Abdulaziz acabó convencido de que los hombres que acompañaban a su hermano estaban coaccionando a Ahmed. Grabó las entrevistas y decidió rechazar la oferta. Pero reconoce que ha tenido que pagar un alto precio por ello. Cuando su hermano volvió al reino saudí, por lo que cuenta Abdulaziz, lo metieron en la cárcel, donde supuestamente sigue. Un mes después de la visita de Ahmed (y cuatro antes del asesinato de Khashoggi), el activista descubrió que le habían hackeado el móvil, comprometiendo así ciertos planes confidenciales que había estado desarrollando junto a Khashoggi. Tanto el Gobierno saudí como su embajada en Washington han rechazado, en varias ocasiones, hacer declaraciones sobre las desapariciones y las detenciones de las que se habla en este reportaje.

Taif

Cuando le sonó el teléfono aquella mañana de 2008, Yahya Assiri no le dio importancia. Lo llamaba un militar de alto rango para que acudiera a una reunión urgente en la base de las Fuerzas Aéreas en Taif. Era frecuente que Assiri recibiera llamadas semejantes, pues gozaba de prestigio en la Real Fuerza Aérea Saudí como especialista en logística y suministros.
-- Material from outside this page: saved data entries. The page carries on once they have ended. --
PR #4385, opened 2021-01-27
.github/workflows: don't try to install older Git

bk2204:
Git for Windows 2.27.0 had a bug where symlinks would appear perpetually modified when core.fscache was enabled, causing our CI job to fail because it looks for modified files after running the formatter. However, a newer version of Git is now available and our old code is failing, so let's remove it and use the newer version of Git that's shipped by default.


chrisd8088 (approved):
Thanks!

bk2204:
I actually have to close this PR, because in order for this workflow change to be effective, it has to build out of the main repo, and this is on my fork.

PR #4387, opened 2021-01-29
tools: implement cloneFileSyscall on darwin without cgo

tklauser:
Use `AT_FDCWD` and `CLONE_NOFOLLOW` consts from `golang.org/x/sys/unix`
instead of the respective C constants via cgo.


chrisd8088:
Thanks for the patch!  This seems entirely functional (i.e., it cleanly passed all the builds, including on macOS) and definitely tidies things up a bit, so I'll merge it tomorrow unless another @git-lfs/core person has an objection.

Thanks again!

chrisd8088 (approved):

bk2204 (approved):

Assiri solía visitar los mercados cercanos, en los que se veía con comerciantes y granjeros locales. Estas excursiones le habían abierto los ojos y le habían dado a conocer la tremenda pobreza del país. Empezó a meterse en chats por las noches, en los que hablaba de cómo iban evolucionando sus ideas sobre la injusticia social, la corrupción del Gobierno y la dura realidad de la vida bajo el mandato de la familia real saudí.
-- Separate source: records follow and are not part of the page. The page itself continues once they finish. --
Issue #4153, opened 2020-06-08
Rename master branch


bk2204:
There's been discussion recently about the [problematic use of `master` and `slave`](https://blog.carbonfive.com/2018/10/08/problematic-terminology-in-open-source/) in technology.  Similar to what GitHub Desktop (desktop/desktop#6478) and other projects have done, it would be a good idea to rename our default branch to something different, and do this across all of our repositories.

For consistency with what [Git for WIndows is doing](https://github.com/git-for-windows/git/issues/2674), I propose `main`, although we can discuss other names as well.

This issue doesn't track the replacement of this terminology in the codebase, which I think should be split out into another issue.

There are some technical issues to discuss on this that would need doing:

- [ ] Create the new branch in each repository.
- [ ] Set it as the default branch.
- [ ] Update the release howto to reflect the new name.
- [ ] Update the docs link on the website to reflect the new name.
- [ ] Remove the old CI job files that refer to the old default branch, and make sure Actions is set up for the subsidiary repositories if need be.
- [ ] Remove the old `master` branches to avoid confusion.

/cc @git-lfs/core

fcharlie:
The economic foundation determines the superstructure. To fight for equal rights, it is necessary for the disadvantaged groups to get rich and have more political, economic and cultural rights. Can changing the vocabulary alone solve the problem?

bk2204:
I have a `to-main` branch on my remote which updates all of the links and functional documentation (e.g., howtos, contributing, readme) to use `main` instead.  It also will remove the old CI files that refer to `master`.  I know there are some outstanding PRs which we'd want to merge first to let the branch settle, and then we can rename and change the default branch.

raaaaay-c:
**Stop renaming** 
In git concept master has to be understood as the 'original', the 'master copy', the 'first-ever copy'. 
There is no association with master and slaves. 
There is no git slave branch concept, and it's not a slavery-origin terminology. 

In some projects the initial branch is not the main branch. But it will always be the first ever branch, the original branch.

To show black people our respect and solidarity we do not have to rename everything that is called master or black as long as there is no association with master & slave or black as something bad.

If we rename all the things this tends to have the opposite effect, if we always associate master with slavery and when the word "black" in our minds is something bad that we have to rename directly. 

We would be the ones who created racism, not terms.

bNobo:
and what do you think about "root" ? It could also be a good alternative to "master", especially when we are talking about branches.

bk2204:
[...]

PR #4390, opened 2021-02-01
Rename default branch

bk2204:
As outlined in #4153, we'd like to change the default branch name to `main`.  There are a few things which refer to the old name, including some unused config files and scripts, some of our internal documentation, and some user-facing documentation as well.  This doesn't remove the entire use of the old name from the codebase because various repositories need to be updated, but it is sufficient for us to perform the rename in this repository without breaking things.

There is a similar change for doc links on the website (git-lfs/git-lfs.github.com#45) which I'll push immediately after merging this and right before the rename happens.  This is the last of our active repositories to undergo the rename (excluding the website, which I must verify will continue to work); the others should already be updated.  This PR does not close the issue because there are manual steps to be done.

The commit messages explain things in more detail.

Note that this PR is not for discussion about the desirability of this approach; the proper forum for that is #4153, provided the discussion can remain within the bounds of our Code of Conduct.  Discussion outside those bounds should remain outside our community.


znull (approved):

docs/man/git-lfs-migrate.1.ronn
```diff
@@ -192,25 +192,25 @@ include by `--include-ref` and not reachable by `--exclude-ref`.
...
      \
-      refs/remotes/origin/master
+      refs/remotes/origin/main
 ```
 
 In the above configuration, the following commits are reachable by each ref:
 
 ```
-refs/heads/master:         C, B, A
+refs/heads/main  :         C, B, A
```
chrisd8088, line 203: Here the whitespace is:
```
main  : A
```
while below it's
```
main:   A
```

Was that intentional, or just an inadvertent difference?

chrisd8088 (approved):
Other than one small question, this looks like a good cleanup and rename, thanks!

docs/man/git-lfs-migrate.1.ronn
bk2204: It was an inadvertent difference.  Fixed.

En aquella época no estaba prohibido entrar en chats. Los ciudadanos buscaban foros como el de Assiri para crear un espacio en el que se desarrollara un debate público, algo que no existía ni en la televisión ni en la radio controladas por el Estado. En esas salas de chat conoció a otros saudíes de ideas parecidas y, en alguna ocasión, trasladaron sus amistades y sus opiniones disidentes al mundo real: comenzaron a reunirse en sus casas y forjaron estrechos vínculos, a buen recaudo del ojo vigilante del Estado. O eso creían.

Cuando su superior lo citó en su despacho, Assiri se puso el uniforme militar y se dirigió al cuartel general de la base.
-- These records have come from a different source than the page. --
Issue #3531, opened 2019-02-19
Checkout Error: Pointer Parsing: Expected key oid (NO file specified)


dylanh724:
When I `git pull`, all is well.
However, when I specifically `git lfs pull`, I get this error:

![image](https://user-images.githubusercontent.com/8840024/52994328-25f0a000-3452-11e9-840a-87a6d9efbf37.png)

From my Google searches, this is supposed to link to a specific file. I'm told that I can normally fix merge errors, **but there is NO file specified!**

Someone noted it was a Git LFS error that just "randomly happens" after many pulls.

I can't find any way to fix this. What can I do?

# Logs:

$ git lfs logs last
git-lfs/2.3.4 (GitHub; windows amd64; go 1.8.3; git d2f6752f)
git version 2.15.0.windows.1

$ git-lfs pull
Checkout error: pointer parsing: Expected key oid, got <<<<<<<
Checkout error: pointer parsing: Expected key oid, got <<<<<<<

Expected key oid, got <<<<<<<
github.com/git-lfs/git-lfs/errors.Errorf
        C:/Users/techn/go/src/github.com/git-lfs/git-lfs/errors/errors.go:69
github.com/git-lfs/git-lfs/errors.NewBadPointerKeyError
        C:/Users/techn/go/src/github.com/git-lfs/git-lfs/errors/types.go:306
github.com/git-lfs/git-lfs/lfs.decodeKVData
        C:/Users/techn/go/src/github.com/git-lfs/git-lfs/lfs/pointer.go:276
github.com/git-lfs/git-lfs/lfs.decodeKV
        C:/Users/techn/go/src/github.com/git-lfs/git-lfs/lfs/pointer.go:150
github.com/git-lfs/git-lfs/lfs.DecodeFrom
        C:/Users/techn/go/src/github.com/git-lfs/git-lfs/lfs/pointer.go:131
github.com/git-lfs/git-lfs/lfs.DecodePointer
        C:/Users/techn/go/src/github.com/git-lfs/git-lfs/lfs/pointer.go:107
github.com/git-lfs/git-lfs/lfs.DecodePointerFromFile
        C:/Users/techn/go/src/github.com/git-lfs/git-lfs/lfs/pointer.go:104
github.com/git-lfs/git-lfs/commands.(*singleCheckout).Run
        C:/Users/techn/go/src/github.com/git-lfs/git-lfs/commands/pull.go:44
github.com/git-lfs/git-lfs/commands.pull.func1
[...]

PR #4394, opened 2021-02-03
Log file name when failing to decode pointer from file

MartinLCoatsink:
This will make it easier to find 'bad' git-lfs files that probably got mangled in a git merge at some point.

The issue is related to this discussion: https://github.com/git-lfs/git-lfs/issues/3531


lfs/pointer.go
```diff
@@ -95,8 +95,16 @@ func DecodePointerFromFile(file string) (*Pointer, error) {
 		return nil, err
 	}
 	defer f.Close()
-	return DecodePointer(f)
+	
+	// Since the lower level functions don't have any awareness of which file caused the error
+	// log the filename here when the error eventually bubbles up
+	p, err := DecodePointer(f)
+	if err != nil {
+		errors.NewNotAPointerError(errors.New("expected file to contain a pointer, but it didn't. File: " + file))
```
bk2204, line 103: I think this fails to pass on the message from lower down.  It can be useful for folks to know what exactly made it invalid instead of having to guess.  Also, this doesn't actually change anything, since it just instantiates an object here and doesn't return anything. 

Maybe something like this:

```go
if err != nil {
        err = errors.NewNotAPointerError(fmt.Errorf("expected %q to contain a pointer, but it didn't: %s", file, err))
}
```

And of course, some tests, so we can have confidence that this does work as expected.  There are tests in `t` that would be a good place for this.

MartinLCoatsink: Passing on the error is a good idea, I'll fix that. 

I'll try taking a look at test as well. Found a very similar test in t-smudge.sh called "smudge with invalid pointer". However I'm not sure if that runs the code path I'm testing, since it reads the data directly from stdin, rather than from a file.

commands/pull.go
```diff
@@ -67,7 +67,7 @@ func (c *singleCheckout) Run(p *lfs.WrappedPointer) {
 	// Check the content - either missing or still this pointer (not exist is ok)
 	filepointer, err := lfs.DecodePointerFromFile(cwdfilepath)
 	if err != nil && !os.IsNotExist(err) {
-		if errors.IsNotAPointerError(err) || errors.IsBadPointerKeyError(err) {
+		if errors.IsNotAPointerError(err) {
```
MartinLCoatsink, line 70: Was scratching my head for a while, until I found this line of code, which was silencing the error "expected key oid, got <<<<<".

This line seems to have been added fairly recently, in v2.13.2 ([commit](https://github.com/git-lfs/git-lfs/commit/9e3bc45b934758e422c3e800161dabd0711775bf))

My git installation was still runnign git-lfs 2.11.0, which explains why I could repro easily using my regular git, but not with the latest version.  

Is silencing the error still the expected behaviour? I find that this sometimes leads to accidently commiting files with conflics (e.g. _BACKUP files). While it's not a terrible problem, it seems undesirable.

bk2204: If you want to revert it, that's fine, but please remove the test so it doesn't fail.

MartinLCoatsink: It's probably good 'as is'.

—¡Yahya! —le dijo el general cuando llegó Assiri—. Siéntate.

Este lo hizo, no sin antes echarle un vistazo a la mesa del general, en la que vio una carpeta clasificada con la siguiente inscripción: “ABU FARES”. El superior le preguntó:

—¿Sabes utilizar bien Internet?
—Para nada, señor —repuso Assiri.
—¿No utilizas Internet? —insistió el general.
—Mi mujer lo usa a veces para buscar recetas, pero yo no tengo mucha idea de cómo funciona.

El superior cogió la carpeta y empezó a hojearla. “He recibido este archivo de la Oficina de Investigaciones Generales; hay muchas publicaciones y artículos de Internet que ha escrito alguien cuyo nombre de usuario de Abu Fares, y que está criticando al reino. Me han dicho que sospechan que eres tú”. Le preguntó sin ambages: “¿Eres Abu Fares?”.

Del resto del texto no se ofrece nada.